--- ABOUT THIS TASK ---
Give only the number of lines in the listing below where the string "been" occurs.

--- DATA UNDER STUDY ---
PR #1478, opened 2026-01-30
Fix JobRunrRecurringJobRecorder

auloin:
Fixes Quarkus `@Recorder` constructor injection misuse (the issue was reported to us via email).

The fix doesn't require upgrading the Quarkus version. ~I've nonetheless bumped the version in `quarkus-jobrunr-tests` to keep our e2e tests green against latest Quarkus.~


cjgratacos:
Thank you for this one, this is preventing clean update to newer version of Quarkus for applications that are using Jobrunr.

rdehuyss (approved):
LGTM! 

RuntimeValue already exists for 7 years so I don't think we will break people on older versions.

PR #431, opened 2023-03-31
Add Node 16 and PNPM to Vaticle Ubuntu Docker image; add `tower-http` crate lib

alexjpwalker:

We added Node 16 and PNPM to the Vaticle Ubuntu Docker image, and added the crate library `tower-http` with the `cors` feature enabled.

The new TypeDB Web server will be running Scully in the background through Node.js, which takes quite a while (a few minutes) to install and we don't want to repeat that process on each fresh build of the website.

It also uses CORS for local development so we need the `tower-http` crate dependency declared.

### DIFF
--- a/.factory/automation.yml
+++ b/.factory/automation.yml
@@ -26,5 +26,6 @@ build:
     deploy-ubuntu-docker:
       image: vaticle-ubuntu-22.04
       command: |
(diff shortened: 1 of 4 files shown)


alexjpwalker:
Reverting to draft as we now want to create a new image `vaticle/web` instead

...

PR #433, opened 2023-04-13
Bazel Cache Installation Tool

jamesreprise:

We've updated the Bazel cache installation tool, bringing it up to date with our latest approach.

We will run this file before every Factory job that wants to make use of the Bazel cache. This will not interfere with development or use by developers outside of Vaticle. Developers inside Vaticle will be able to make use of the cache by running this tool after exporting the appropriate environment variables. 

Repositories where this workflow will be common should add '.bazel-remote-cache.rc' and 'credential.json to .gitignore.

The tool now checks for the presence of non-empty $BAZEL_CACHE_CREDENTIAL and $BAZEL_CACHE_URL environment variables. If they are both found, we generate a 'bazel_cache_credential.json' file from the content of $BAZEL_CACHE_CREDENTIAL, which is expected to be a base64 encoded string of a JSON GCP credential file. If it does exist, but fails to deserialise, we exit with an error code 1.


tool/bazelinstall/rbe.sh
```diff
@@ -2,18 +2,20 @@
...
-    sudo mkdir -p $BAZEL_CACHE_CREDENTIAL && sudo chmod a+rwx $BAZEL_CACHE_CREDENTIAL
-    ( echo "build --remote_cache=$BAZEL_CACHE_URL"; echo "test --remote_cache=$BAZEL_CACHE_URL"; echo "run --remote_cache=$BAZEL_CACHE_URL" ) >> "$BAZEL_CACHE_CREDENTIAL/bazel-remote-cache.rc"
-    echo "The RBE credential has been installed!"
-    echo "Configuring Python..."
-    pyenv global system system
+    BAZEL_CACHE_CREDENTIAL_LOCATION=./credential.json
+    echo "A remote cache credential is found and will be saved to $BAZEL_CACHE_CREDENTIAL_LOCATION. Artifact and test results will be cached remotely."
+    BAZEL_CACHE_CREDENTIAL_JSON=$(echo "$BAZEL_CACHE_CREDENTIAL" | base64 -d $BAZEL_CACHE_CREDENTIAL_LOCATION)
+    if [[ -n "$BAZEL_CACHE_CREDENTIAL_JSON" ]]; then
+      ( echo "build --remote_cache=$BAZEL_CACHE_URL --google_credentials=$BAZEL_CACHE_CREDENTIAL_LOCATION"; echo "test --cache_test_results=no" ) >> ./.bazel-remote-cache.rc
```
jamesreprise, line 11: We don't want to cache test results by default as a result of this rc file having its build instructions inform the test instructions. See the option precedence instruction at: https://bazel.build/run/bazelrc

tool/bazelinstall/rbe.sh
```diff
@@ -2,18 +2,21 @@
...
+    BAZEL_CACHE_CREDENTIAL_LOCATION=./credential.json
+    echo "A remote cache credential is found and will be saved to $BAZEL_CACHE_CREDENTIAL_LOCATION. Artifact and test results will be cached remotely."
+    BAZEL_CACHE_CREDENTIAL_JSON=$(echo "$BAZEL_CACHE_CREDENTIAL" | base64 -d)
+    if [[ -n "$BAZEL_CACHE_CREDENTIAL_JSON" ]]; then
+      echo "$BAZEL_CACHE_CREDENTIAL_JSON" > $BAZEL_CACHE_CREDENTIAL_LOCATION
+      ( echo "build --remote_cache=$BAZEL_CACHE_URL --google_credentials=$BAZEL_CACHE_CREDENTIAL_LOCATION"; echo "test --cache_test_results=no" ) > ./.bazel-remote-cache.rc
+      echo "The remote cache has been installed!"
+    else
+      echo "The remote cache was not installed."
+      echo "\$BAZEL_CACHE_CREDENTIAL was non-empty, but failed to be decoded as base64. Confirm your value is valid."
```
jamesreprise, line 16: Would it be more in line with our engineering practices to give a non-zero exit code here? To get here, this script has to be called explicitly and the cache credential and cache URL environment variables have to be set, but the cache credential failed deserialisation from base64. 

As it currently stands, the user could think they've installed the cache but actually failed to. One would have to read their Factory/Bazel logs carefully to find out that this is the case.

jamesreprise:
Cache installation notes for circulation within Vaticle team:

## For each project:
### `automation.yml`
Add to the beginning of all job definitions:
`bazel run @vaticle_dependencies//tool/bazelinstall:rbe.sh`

--- WRITTEN RESPONSE ---
2